**WHAT YOU ARE ASKED TO DO:**
Below are some entries; state how many of their lines contain the word "info", with nothing else in the reply.

**SUPPLIED RECORDS:**
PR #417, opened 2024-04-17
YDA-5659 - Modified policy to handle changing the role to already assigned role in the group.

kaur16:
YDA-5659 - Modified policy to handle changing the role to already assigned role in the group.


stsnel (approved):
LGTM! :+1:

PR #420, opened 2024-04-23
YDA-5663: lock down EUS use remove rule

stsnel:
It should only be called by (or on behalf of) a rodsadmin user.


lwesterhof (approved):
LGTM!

* * *

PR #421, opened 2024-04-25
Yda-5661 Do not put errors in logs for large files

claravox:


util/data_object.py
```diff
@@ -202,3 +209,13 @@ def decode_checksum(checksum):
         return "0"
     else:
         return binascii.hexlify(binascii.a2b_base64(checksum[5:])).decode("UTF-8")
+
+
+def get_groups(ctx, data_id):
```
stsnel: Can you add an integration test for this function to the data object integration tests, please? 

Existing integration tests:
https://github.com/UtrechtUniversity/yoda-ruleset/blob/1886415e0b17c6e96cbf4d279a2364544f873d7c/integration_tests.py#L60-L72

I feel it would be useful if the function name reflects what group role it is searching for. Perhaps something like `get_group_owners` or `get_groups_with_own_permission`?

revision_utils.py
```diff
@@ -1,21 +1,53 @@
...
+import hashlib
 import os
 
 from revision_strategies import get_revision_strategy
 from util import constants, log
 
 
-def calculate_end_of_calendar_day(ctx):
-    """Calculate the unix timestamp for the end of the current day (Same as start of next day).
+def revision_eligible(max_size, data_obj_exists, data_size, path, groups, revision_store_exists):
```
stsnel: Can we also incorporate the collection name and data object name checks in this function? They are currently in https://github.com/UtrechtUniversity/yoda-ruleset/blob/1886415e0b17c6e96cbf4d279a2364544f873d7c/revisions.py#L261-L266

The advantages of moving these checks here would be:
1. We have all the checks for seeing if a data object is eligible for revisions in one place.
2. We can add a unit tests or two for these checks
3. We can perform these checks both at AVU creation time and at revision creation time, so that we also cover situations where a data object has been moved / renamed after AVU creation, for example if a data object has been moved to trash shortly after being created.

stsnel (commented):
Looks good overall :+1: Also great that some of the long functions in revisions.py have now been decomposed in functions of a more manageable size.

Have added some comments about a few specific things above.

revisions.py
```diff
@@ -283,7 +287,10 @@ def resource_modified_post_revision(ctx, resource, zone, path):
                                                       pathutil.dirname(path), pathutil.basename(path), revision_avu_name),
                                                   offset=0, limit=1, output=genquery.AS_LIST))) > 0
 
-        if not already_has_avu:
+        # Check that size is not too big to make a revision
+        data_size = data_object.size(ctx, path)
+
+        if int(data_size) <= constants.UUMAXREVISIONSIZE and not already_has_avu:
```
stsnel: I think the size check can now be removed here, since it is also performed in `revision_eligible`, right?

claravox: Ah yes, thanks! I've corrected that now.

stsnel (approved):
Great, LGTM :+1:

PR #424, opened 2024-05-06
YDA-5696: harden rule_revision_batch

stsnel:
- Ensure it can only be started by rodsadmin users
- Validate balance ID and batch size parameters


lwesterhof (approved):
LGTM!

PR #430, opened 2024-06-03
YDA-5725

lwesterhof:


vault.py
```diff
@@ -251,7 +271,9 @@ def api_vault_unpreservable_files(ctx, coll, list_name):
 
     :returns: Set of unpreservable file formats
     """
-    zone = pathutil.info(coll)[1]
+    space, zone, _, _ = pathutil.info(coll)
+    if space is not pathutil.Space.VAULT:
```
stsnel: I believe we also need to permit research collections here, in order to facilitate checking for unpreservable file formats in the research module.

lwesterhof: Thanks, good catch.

**TASK ANSWER:**
2